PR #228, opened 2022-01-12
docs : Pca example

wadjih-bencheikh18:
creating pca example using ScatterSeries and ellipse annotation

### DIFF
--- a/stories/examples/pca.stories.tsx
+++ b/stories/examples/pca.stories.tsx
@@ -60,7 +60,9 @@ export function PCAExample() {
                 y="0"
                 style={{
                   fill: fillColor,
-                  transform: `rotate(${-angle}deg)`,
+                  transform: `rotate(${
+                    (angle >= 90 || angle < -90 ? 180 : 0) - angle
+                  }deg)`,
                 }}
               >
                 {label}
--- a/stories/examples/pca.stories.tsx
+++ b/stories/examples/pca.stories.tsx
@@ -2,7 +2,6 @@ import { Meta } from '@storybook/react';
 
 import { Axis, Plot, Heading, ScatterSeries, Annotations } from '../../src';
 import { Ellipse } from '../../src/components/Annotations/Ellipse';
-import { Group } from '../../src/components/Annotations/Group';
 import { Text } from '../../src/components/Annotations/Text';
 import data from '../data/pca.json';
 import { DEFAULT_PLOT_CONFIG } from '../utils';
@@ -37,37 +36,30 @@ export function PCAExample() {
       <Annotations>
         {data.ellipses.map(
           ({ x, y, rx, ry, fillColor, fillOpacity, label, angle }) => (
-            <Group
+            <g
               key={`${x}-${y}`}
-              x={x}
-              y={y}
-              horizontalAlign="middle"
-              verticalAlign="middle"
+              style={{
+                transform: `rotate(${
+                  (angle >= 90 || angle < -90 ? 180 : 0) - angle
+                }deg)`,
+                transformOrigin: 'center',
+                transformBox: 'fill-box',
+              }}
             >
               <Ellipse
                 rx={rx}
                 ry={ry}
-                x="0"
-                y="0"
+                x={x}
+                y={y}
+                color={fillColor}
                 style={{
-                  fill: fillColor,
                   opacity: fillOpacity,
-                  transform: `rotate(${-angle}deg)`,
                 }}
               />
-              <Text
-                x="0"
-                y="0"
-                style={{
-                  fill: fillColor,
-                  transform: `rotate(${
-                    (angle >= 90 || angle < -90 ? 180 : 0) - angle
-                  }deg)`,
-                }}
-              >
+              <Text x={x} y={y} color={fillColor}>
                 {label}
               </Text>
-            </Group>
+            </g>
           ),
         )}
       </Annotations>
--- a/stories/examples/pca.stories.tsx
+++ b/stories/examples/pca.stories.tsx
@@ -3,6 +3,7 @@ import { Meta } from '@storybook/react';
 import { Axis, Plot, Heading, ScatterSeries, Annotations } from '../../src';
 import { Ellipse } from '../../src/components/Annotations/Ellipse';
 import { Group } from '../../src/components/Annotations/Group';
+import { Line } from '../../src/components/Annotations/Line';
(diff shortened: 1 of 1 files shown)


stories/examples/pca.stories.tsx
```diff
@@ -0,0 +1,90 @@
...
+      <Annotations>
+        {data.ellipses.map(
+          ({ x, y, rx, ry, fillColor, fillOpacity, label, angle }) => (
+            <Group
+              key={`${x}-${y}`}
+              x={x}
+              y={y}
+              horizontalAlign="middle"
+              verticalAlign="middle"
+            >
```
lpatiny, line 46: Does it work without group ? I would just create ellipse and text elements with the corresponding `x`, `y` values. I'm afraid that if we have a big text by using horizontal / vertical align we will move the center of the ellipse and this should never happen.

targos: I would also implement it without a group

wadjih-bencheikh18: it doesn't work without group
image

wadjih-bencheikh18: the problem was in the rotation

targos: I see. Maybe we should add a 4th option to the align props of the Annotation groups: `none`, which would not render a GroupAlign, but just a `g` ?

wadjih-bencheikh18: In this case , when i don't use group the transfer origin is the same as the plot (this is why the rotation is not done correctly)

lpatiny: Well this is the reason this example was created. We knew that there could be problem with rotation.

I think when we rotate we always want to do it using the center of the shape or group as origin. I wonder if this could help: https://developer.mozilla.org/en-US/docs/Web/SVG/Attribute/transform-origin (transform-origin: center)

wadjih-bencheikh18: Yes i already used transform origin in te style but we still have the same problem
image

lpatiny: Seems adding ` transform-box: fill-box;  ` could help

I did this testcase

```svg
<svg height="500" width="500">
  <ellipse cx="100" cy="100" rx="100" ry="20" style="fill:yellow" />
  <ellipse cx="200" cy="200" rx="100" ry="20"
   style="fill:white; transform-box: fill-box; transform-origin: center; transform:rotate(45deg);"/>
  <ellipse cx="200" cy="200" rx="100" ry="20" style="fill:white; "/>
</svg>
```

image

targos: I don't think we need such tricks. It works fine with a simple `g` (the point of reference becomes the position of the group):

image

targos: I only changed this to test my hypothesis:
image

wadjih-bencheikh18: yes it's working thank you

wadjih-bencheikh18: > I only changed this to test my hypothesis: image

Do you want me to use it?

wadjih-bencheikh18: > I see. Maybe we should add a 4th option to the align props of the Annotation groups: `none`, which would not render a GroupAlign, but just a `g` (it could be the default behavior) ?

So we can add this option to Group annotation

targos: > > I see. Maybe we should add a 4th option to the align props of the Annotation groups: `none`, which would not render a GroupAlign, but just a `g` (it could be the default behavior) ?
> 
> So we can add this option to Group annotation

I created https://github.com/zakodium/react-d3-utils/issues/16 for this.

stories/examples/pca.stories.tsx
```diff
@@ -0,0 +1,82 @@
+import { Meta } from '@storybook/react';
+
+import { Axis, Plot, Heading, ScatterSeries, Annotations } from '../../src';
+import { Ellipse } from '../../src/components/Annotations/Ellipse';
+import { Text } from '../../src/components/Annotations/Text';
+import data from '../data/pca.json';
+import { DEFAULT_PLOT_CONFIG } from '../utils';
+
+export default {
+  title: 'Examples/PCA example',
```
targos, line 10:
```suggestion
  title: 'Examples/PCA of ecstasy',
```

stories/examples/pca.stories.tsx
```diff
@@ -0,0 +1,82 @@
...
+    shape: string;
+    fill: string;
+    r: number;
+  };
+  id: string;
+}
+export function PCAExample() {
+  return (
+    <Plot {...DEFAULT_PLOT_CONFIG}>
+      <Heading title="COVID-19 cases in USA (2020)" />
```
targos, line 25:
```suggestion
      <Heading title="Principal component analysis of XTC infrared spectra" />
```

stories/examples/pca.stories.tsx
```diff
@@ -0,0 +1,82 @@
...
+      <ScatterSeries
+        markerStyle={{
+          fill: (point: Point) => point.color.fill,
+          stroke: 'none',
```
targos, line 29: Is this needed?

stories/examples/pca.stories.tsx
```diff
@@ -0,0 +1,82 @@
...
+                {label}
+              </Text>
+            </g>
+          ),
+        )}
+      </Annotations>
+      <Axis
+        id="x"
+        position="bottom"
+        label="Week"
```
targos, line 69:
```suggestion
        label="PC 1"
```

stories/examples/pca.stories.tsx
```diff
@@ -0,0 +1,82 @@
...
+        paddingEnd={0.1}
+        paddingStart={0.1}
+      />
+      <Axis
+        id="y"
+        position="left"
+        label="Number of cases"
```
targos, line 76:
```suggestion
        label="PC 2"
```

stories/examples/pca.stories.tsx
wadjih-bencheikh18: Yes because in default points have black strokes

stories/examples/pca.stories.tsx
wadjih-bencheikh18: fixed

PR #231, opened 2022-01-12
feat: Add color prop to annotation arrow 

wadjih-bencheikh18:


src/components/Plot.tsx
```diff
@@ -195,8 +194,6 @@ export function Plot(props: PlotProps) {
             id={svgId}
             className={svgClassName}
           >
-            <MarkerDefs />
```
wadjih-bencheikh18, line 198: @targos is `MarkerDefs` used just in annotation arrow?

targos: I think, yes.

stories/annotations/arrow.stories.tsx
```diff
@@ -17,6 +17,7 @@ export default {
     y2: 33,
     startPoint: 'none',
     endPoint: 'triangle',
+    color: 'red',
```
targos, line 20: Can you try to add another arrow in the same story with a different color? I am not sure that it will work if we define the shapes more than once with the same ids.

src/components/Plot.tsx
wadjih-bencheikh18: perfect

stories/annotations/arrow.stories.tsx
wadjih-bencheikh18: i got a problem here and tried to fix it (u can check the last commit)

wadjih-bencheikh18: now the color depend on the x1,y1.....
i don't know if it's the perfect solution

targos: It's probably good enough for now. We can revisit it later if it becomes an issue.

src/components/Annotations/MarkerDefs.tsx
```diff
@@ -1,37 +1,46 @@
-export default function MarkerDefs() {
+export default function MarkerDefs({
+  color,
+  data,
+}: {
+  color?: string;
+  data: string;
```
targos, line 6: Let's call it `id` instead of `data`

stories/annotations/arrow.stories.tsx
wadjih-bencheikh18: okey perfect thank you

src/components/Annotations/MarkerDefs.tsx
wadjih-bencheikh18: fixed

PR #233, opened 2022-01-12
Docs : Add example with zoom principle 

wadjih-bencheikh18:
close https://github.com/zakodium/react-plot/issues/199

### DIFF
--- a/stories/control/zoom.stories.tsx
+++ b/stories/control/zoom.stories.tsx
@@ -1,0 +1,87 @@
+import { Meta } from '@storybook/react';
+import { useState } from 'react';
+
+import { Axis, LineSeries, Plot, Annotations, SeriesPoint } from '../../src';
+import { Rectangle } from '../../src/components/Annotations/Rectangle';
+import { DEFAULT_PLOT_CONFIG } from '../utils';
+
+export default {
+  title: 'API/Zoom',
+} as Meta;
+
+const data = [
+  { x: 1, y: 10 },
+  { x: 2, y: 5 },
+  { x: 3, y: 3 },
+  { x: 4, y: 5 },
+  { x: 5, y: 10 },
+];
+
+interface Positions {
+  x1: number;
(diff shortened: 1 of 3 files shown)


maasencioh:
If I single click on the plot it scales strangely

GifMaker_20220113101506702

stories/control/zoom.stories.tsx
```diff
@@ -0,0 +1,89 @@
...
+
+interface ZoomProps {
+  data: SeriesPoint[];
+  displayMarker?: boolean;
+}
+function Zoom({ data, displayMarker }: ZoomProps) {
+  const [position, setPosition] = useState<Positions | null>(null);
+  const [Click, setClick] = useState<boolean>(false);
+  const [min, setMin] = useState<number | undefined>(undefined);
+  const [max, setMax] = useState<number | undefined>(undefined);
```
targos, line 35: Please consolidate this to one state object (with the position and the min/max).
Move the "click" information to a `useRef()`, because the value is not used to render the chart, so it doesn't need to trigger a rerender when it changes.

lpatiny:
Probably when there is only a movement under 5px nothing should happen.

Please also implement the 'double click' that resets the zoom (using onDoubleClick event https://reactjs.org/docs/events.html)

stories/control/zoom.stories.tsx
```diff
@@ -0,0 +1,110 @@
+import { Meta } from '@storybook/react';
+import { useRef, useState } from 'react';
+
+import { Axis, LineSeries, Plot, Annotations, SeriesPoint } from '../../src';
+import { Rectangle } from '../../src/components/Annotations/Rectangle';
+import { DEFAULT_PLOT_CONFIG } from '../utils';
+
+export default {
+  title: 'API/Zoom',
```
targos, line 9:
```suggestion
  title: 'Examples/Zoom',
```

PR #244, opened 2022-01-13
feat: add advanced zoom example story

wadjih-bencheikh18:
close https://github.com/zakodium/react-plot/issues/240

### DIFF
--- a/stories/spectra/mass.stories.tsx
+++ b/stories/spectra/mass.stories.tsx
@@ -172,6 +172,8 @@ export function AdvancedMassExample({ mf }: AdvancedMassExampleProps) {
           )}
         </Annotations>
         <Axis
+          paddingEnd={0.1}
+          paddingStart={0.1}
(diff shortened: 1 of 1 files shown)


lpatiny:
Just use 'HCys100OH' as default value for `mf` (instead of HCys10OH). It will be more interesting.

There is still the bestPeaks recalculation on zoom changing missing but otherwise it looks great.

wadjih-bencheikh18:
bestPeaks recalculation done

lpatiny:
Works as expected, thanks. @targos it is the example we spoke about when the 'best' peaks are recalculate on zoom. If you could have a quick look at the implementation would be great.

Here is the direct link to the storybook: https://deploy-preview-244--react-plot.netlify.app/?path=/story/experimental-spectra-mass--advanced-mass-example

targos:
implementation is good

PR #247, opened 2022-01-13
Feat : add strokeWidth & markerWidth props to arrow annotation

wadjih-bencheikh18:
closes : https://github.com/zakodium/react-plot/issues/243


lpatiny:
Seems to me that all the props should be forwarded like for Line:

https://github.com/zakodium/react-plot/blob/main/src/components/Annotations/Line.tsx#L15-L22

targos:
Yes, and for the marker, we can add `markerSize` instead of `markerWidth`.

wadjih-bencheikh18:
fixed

# [WHAT TO DO]
Look through the entries above and list every line containing "recalculation".

# [SOLUTION FOR THIS TASK]
There is still the bestPeaks recalculation on zoom changing missing but otherwise it looks great.
bestPeaks recalculation done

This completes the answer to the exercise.